Hello everyone: This is my first post here although I have been a lurker for many years. We lost our 11-1/2 year old baby boy 2 months ago; it has been hell to say the least. I am beginning to think about adopting another and have been doing quite a bit of research. This topic has probably been rehashed over and over but my search revealed some posts are quite old so I though I would ask.

Has anyone had any experience with Regis Prado Maltese in Jersey City? I believe they were located in Manhattan a few years ago. I took the advice of many of you here on this forum and went to the Maltese Association website but there are only two breeders noted; I reached out to Castleford but received no response.

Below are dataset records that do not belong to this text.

PR #3275, opened 2026-09-04
Feature/broadcast mode for multiple tabs

Meow-Emperor:
## Type of Change

- [ ] Bug fix
- [x] New feature
- [ ] Refactor / code cleanup
- [ ] Documentation update
- [ ] Build / CI change
- [ ] Other (please describe):

## Related Issue (optional)

N/A

## Testing

- [x] I have tested these changes locally (`npm run dev`)
- [x] Linting passes (`npm run lint`)
- [x] Tests pass (`npm test`)
- [ ] Generated capability tool specs are updated when applicable (`npm run generate:capability-tools`)
- [ ] No new console errors or warnings, if this affects app behavior

## Checklist

- [ ] My code follows the existing project style
- [ ] I have added or updated relevant documentation
- [ ] I have not introduced any breaking changes (or I have described them above)

PR #3292, opened 2026-09-06
fix(terminal): avoid duplicate broadcast keypress text

binaricat:
## Summary

Typing uppercase letters and spaces with cross-tab broadcast enabled could send some characters twice to recipient terminals while the source looked correct. Preserve the physical-key pairing when xterm emits its text on `keypress`, and prevent a trailing `insertText` marker from treating the next physical key as a second composition commit.

## Type of Change

- [x] Bug fix
- [ ] New feature
- [ ] Refactor / code cleanup
- [ ] Documentation update
- [ ] Build / CI change
- [ ] Other

## Related Issue (optional)

Found while smoke testing #3275 in the development app. No separate issue.

## Changes Made

- Re-arm the existing legacy-data pairing on a matching `keypress`; retain the existing unmatched-event cleanup so later paste is not swallowed.
- Give an identified physical-key payload precedence over a stale composition fallback marker. Actual composition/input handlers clear physical pairing before delivering committed text.
- Add regression coverage that executes the actual registered key, input, and data callbacks with controlled event timing and the real recipient encoder, without constructing the unrelated renderer/addon stack.

## Screenshots / Demo

Verified in the actual `npm run dev` Electron UI on macOS, with local zsh and a Linux SSH session:

- Before: `echo NETCATTY_SMOKE_BROADCAST_20260906_A` looks correct on the source, but recipients repeat uppercase characters. Individual Shift+A/B/C produces `ABBC` at the recipient.
- Captured event order: Space keypress emits data, followed by `insertText`; the next physical A arrives before the composition fallback timer expires and is broadcast again as text.
- After: full uppercase test strings match exactly in both directions; individual Shift+A/B/C produces exactly `ABC`.
- Disabling broadcast keeps a subsequent marker on the source only.
- Pasting `echo "中文 ABC paste"` still reaches the recipient correctly and produces the expected text once.

Temporary diagnostic recording was removed before final verification.

## Testing

- [x] Tested locally with `npm run dev` and Computer UI actions
- [x] `npm run lint` passes; final changed files also pass focused lint
- [x] `npm test`: 11,484 passed, 18 skipped, zero failures
- [x] Generated capability tool specs: not applicable
- [ ] No new console errors or warnings — not asserted for all application flows

118 focused keyboard, broadcast, IME, and terminal tests pass. The baseline fails six delayed-keypress regression cases; the intermediate timing repair still fails the captured trailing-insertText case (` AABBCC` instead of ` ABC`). The final change passes all nine new cases, including keyless Chinese text and subsequent paste.

## Checklist

- [x] Existing project style and input architecture followed
- [x] Behavior and validation documented above
- [x] No intentional breaking changes

### DIFF
--- a/components/terminal/runtime/createXTermRuntime.ts
+++ b/components/terminal/runtime/createXTermRuntime.ts
@@ -1662,6 +1662,13 @@ export const createXTermRuntime = (ctx: CreateXTermRuntimeContext): XTermRuntime
       return false;
     }
 
+    if (e.type === "keypress" && broadcastForwardedKeys.has(kittyKeyIdentity(e))) {
+      // Space and uppercase letters can emit xterm data from keypress, after
+      // keydown's zero-delay cleanup. Rejoin that physical broadcast instead
+      // of sending the same character a second time as unpaired raw text.
+      markBroadcastLegacyDataPending(kittyKeyIdentity(e));
+    }
+
     if (e.type !== "keydown") {
       return true;
     }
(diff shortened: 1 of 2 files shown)


binaricat:
@codex review

PR #3178, opened 2026-08-27
fix(ai): do not report Cursor installed from bundled SDK

binaricat:
## Summary

Settings reported Cursor as installed whenever Netcatty could import its bundled `@cursor/sdk`. That package ships with every build, so the badge was a false positive on machines with no Cursor Agent CLI.

`installed` now means the user has Cursor Agent CLI on PATH or a proven CLI login. `sdkInstalled` still reflects the bundled SDK so API-key mode works without Cursor.app.

## Type of Change

- [x] Bug fix
- [ ] New feature
- [ ] Refactor / code cleanup
- [ ] Documentation update
- [ ] Build / CI change
- [ ] Other (please describe):

## Related Issue (optional)

Closes #3170

## Changes Made

- Compute Cursor `installed` from `cliBinPath` / `cliLoginOk`, not bundled `@cursor/sdk`.
- Keep `sdkInstalled` and API-key availability (`apiKeyOk && sdkInstalled`) unchanged.
- Settings "Cursor runtime" badge uses CLI presence only; API-key status is unchanged.
- Update resolve-cli / discover tests that encoded the bundled-SDK false positive.

## Screenshots / Demo

N/A — Settings status badge logic only. With no Cursor Agent CLI, the runtime line is "Not detected" even when the bundled SDK is present; API-key mode can still become available after a key is saved.

## Testing

- [x] I have tested these changes locally (`npm run dev`)
- [x] Linting passes (`npm run lint`)
- [x] Tests pass (`npm test`)
- [ ] Generated capability tool specs are updated when applicable (`npm run generate:capability-tools`)
- [x] No new console errors or warnings, if this affects app behavior

Targeted runs:

- `node --test electron/bridges/aiBridge.test.cjs electron/bridges/aiBridge/agentDiscoveryHandlers.test.cjs`
- `node --test --import tsx components/ai/managedAgentState.test.ts components/settings/tabs/ai/types.test.ts`
- `npx eslint` on the touched files

## Checklist

- [x] My code follows the existing project style
- [x] I have added or updated relevant documentation
- [x] I have not introduced any breaking changes (or I have described them above)

PR #3295, opened 2026-09-06
fix(settings): restore AI detection after effect replay

binaricat:
## Summary

In `npm run dev`, opening Settings > AI > Agents can leave every agent stuck on “Detecting…”. React StrictMode replays effect setup and cleanup; the cleanup marks the page unmounted, but setup never restores that flag. Completed CLI checks are then discarded and their loading indicators never clear.

Restore the mounted flag during effect setup while retaining request invalidation on cleanup. This also preserves the existing protection against stale and post-unmount results. Found during release smoke testing; the lifecycle code predates the current release, so this is not attributed to #3178.

## Type of Change

- [x] Bug fix

## Related Issue (optional)

N/A — found during development-app smoke testing.

## Changes Made

- Restore mounted state on effect setup and retain cleanup request invalidation.
- Add tests running the production lifecycle and asynchronous resolver under React StrictMode, with controlled CLI responses. Cover accepted completion, actual unmount, and superseded requests.

## Screenshots / Demo

Verified in the actual Electron application launched with `npm run dev`, using the Settings window. Before: Cursor CLI exists and responds to `--version`, but all cards remain “Detecting…” indefinitely. After a full settings reload with the repair: Cursor shows “Detected” and “Logged in”, the Check button becomes usable, and another manual check completes.

Additional Computer smoke with main cabdcdf31 plus this lifecycle fix used an isolated development profile and a fixture shell environment restricted to system executable directories. The real Cursor resolver could not find `cursor-agent`, while the real bundled SDK import succeeded; diagnostic booleans were `sdkInstalled=true`, `installed=false`, `cliPathPresent=false`, and `cliLoginOk=false`. The current card showed “Not detected / Not logged in”; manual Check completed with the same result. Swapping only the card for its pre-#3178 version produced the original false “Detected” label under the identical backend state, and restoring the current card removed it. No installed executable, user home, credential or normal profile was changed. This validates the CLI-unavailable boundary, not a claim that Cursor was uninstalled from the machine. A fresh 40-test lifecycle/path/auth/discovery subset also passed with no skips.

## Testing

- [x] Tested locally in `npm run dev`
- [x] Focused tests: 63 passed, 0 failed (lifecycle, managed-agent state, path types, discovery and authentication probes)
- [x] Regression tests run against the original implementation: 2 fail; repaired implementation: all 3 pass
- [x] ESLint passes on changed files
- [ ] Full `npm test` was not rerun for this change

## Checklist

- [x] Follows existing project style
- [x] No breaking changes or storage changes
- [x] No capability schema changes

### DIFF
--- a/components/settings/tabs/SettingsAITab.lifecycle.test.ts
+++ b/components/settings/tabs/SettingsAITab.lifecycle.test.ts
@@ -1,0 +1,96 @@
+import assert from "node:assert/strict";
+import { readFileSync } from "node:fs";
+import test from "node:test";
+import vm from "node:vm";
+import React, { useCallback, useEffect, useRef, useState } from "react";
+import TestRenderer, { act } from "react-test-renderer";
+import ts from "typescript";
+
+(globalThis as typeof globalThis & { IS_REACT_ACT_ENVIRONMENT: boolean }).IS_REACT_ACT_ENVIRONMENT = true;
+
+// Exercise the production lifecycle and asynchronous resolver together, without
+// loading the unrelated provider forms or making real CLI/authentication calls.
+const source = readFileSync(new URL("./SettingsAITab.tsx", import.meta.url), "utf8");
+const lifecycleStart = source.indexOf("  const mountedRef = useRef(true);");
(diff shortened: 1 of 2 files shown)


binaricat:
@codex review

Any advice/help would be greatly appreciated. 
Thank you


----------



## Mia321 (Aug 8, 2021)

Good Morning, 
I am so sorry for your loss as I know how hard it is. I don't know anything about Regis Prado Maltese in Jersey City. I live in NJ and researched breeders in the tri state area. Not sure if you would consider going out of state but I ended up adopting Mia from a breeder in Connecticut.


----------



## Lark (May 7, 2020)

Pamm14 said:


> Hello everyone: This is my first post here although I have been a lurker for many years. We lost our 11-1/2 year old baby boy 2 months ago; it has been hell to say the least. I am beginning to think about adopting another and have been doing quite a bit of research. This topic has probably been rehashed over and over but my search revealed some posts are quite old so I though I would ask.
> 
> Has anyone had any experience with Regis Prado Maltese in Jersey City? I believe they were located in Manhattan a few years ago. I took the advice of many of you here on this forum and went to the Maltese Association website but there are only two breeders noted; I reached out to Castleford but received no response.
> 
> ...


I don't have any experience with Regis Prado, but their dogs look very lovely. I also once watched a grooming tutorial on youtube by one of the owners and it was quite sweet. You could also try Melitica Maltese in Connecticut. She has exquisite dogs.


----------



## CheriS (Aug 19, 2010)

There are two listed in the American Maltese Association page:
Jackie Gambone / Quelyn Maltese 
Email: [email protected] 
Phone (Home): 856-889-2383 

Claudia Grunstra Pierro / Castleford Maltese
Email: [email protected] 
Phone (Home): 201-445-7424


----------



## Pamm14 (May 29, 2010)

Thank you all for replying; I will look into Melitica and Jackie Gambone. Mia321 by any chance is Melitica the breeder you adopted from?


----------



## Mia321 (Aug 8, 2021)

Yes, it is Melitica Maltese.


----------



## Lark (May 7, 2020)

Melitica has the top Maltese in the country and Regis Prado isn't far behind (in terms of winning shows). I believe Melitica's dog won best of breed at Westminister last year.


----------